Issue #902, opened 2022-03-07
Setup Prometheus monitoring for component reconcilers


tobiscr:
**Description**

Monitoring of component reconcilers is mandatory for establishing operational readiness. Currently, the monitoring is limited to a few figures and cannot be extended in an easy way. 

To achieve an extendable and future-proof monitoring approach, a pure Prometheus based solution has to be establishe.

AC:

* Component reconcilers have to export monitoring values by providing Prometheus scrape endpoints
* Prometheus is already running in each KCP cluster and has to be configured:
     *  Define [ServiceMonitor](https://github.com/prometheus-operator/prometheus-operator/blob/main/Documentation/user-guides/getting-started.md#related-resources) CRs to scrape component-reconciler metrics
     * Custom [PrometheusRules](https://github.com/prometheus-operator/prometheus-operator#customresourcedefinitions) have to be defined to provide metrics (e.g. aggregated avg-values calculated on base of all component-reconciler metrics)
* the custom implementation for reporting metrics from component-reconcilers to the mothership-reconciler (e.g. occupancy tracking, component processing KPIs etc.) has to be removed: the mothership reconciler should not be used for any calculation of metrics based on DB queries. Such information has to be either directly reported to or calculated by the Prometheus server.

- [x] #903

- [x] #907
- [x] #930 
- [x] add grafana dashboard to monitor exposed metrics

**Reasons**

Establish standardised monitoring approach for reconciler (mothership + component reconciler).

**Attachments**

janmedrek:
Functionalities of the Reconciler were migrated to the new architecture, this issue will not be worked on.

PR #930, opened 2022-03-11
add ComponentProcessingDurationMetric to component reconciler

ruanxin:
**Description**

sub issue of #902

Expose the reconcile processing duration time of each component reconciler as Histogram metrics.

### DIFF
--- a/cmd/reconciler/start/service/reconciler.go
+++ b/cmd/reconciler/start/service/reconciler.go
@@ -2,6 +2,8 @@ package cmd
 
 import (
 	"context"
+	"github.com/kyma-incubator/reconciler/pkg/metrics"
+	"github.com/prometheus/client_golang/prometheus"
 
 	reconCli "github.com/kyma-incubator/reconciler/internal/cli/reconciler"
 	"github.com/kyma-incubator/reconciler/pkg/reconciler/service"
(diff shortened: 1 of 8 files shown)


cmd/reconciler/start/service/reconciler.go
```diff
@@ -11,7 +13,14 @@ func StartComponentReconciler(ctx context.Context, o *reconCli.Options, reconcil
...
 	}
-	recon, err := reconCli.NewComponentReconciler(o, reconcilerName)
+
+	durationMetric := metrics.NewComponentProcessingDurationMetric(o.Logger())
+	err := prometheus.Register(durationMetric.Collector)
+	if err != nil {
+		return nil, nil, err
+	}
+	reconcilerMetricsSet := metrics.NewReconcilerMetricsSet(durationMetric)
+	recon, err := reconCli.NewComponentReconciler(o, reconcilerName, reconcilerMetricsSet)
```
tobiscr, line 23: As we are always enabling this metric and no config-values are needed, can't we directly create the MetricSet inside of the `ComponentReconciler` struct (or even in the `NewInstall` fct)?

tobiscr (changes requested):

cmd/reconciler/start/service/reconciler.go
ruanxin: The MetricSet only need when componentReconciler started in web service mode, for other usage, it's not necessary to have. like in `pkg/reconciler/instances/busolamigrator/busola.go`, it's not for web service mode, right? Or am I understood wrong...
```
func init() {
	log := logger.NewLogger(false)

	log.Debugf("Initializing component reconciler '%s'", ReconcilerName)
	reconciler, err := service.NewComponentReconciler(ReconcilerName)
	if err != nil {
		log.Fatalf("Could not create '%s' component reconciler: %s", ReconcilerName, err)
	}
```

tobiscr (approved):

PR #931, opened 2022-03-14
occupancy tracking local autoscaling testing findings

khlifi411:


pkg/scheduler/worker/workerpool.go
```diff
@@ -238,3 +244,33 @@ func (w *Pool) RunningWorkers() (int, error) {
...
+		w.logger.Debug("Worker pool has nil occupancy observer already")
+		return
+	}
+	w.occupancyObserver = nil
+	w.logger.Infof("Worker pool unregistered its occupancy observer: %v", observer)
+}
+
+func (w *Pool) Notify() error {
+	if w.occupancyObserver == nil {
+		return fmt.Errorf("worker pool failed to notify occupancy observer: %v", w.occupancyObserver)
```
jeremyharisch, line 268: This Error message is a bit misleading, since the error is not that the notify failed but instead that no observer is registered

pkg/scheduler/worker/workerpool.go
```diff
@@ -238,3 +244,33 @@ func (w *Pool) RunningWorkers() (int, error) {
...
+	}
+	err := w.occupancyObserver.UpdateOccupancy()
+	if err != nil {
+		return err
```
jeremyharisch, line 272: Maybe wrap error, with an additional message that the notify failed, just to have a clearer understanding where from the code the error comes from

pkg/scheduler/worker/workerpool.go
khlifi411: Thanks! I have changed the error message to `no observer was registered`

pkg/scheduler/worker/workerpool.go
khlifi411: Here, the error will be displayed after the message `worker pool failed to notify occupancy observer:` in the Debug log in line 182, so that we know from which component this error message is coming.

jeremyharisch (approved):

==*==

Looking at the data above, work out how many lines contain "NewComponentReconciler" and answer with the figure only.

3